To understand DNA testing, think
back to high school biology. DNA is
made up of patterns of nucleotides
known as A, G, C and T. DNA tests look
for “short tandem repeats” (STRs) sequences
of A, G, C and T that repeat at
a given location. For example, four repetitions on the chromosome from your
mother and seven on the chromosome
from your father would make you a “47”
at that location.

In the early days, analysts needed a
large quantity of DNA and only tested
one or two locations. Today’s labs can
replicate DNA to create larger samples
and compare STRs in 13 locations. When
Calvin Johnson finally had his DNA tested—16 years after he entered prison—it
showed he couldn’t have been the rapist.
The actual criminal is still at large.

Science is a savior for the wrongly
convicted—but only if there’s evidence
to test. These inmates wore out their
legal appeals long ago. Georgia law now
requires evidence to be preserved for at
least 10 years after a conviction, but in
older cases, the evidence is elusive.

It could be in the court reporter’s
house, the district attorney’s file, a police
department storage shed—or destroyed.
The interns file open records requests
and bounce from one bureaucratic
department to another. No one is too
fired up about trying to help unearth a
long-lost rape kit or pair of panties. Yet
the interns know that without the semen
or blood stains, they will never uncover
an innocent person and set him free.

THIRD LESSON: Innocence endures the test of time.
Clarence Harrison knocks lightly on
the door before entering the office.

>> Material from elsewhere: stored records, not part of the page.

PR #3498, opened 2023-03-10
Expand area that is clickable for logo and collapse in nav

### LINKED ISSUE #3497: Make logo text and collapse button text clickable in new nav
A `div` wrapping the logo text and collapse button text can fade these out without removing them from the DOM, while allowing them to still be clickable! 

AC:
- animation matches existing animation on main
- "Weave GitOps" and "collapse" are clickable

joshri:
Closes #3497 

New `Fade` styled component wraps collapse text and logo image - I didn't want to use the MUI version because it is super annoying about refs ala Popovers.

https://user-images.githubusercontent.com/65822698/224410517-16cfdba1-5a39-4eb6-ac3d-9d9f861a598b.mov

### DIFF
--- a/ui/components/Logo.tsx
+++ b/ui/components/Logo.tsx
@@ -3,6 +3,7 @@ import { Link } from "react-router-dom";
 import styled from "styled-components";
 import images from "../lib/images";
 import { V2Routes } from "../lib/types";
+import { Fade } from "../lib/utils";
 import Flex from "./Flex";
 
 type Props = {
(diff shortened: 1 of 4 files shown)


opudrovs (approved):
Look good to me! 🎉 

The only thing I would personally change is just wrapping the collapse icon and text with div to have a simple rectangular button clickable/with a hand cursor appearing over it instead of two separate areas of different height for the icon and the Collapse text. The Collapse element looks like a regular button to me. Please see the attached recording (no idea why it's not embedded properly).

The same is happening with the logo, but it's the same thing we have in enterprise now and logo elements are larger, so it's easier to target them with the mouse. The Collapse elements are smaller.

 But it is subjective.

https://user-images.githubusercontent.com/8824708/224421100-2e59de5f-ab69-4e7d-9cc8-cb086270c590.mov

opudrovs:
Oh, it got embedded successfully!

PR #3517, opened 2023-03-14
Speedup resource details

luizbafilho:
**What changed?**
- Adds a new `GetInventory` endpoint, that aims to increase the speed of the details page by fetching the inventory more efficiently by avoiding using List calls to k8s API and doing Gets as much as possible.

**Why was this change made?**

**Release notes**

**Documentation Changes**


Tiltfile
```diff
@@ -18,7 +18,7 @@ if advanced_go_dev_mode:
 
     local_resource(
         'gitops-server',
-        'GOOS=linux GOARCH=amd64 make gitops-server',
+        'GOOS=linux make gitops-server',
```
yitsushi, line 21: Why was it even there (GOARCH)? :O that would mean amd64 was used on newer mac laptops too (M1 chip)

yitsushi (approved):
Server side looks good to me, front-end... looks good too, but that doesn't mean to much from me :laughing:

He’s a
shock of athletic red, with shorts and sleeveless tee and logo-less baseball cap.
It’s all so coordinated, except for the
enormous silver cross hanging around his
neck, but it looks incongruous on this paunchy man with a trim, graying beard.

It’s been more than a year and a half
since Harrison was released from prison
after serving 17 yeaRs for a rape he did
not commit, and he still has the air of a
modern-day Rip Van Winkle. Harrison
stands in the doorway hesitantly until
Maxwell spies him from her office.
“What’s this outfit?” she prods teasingly.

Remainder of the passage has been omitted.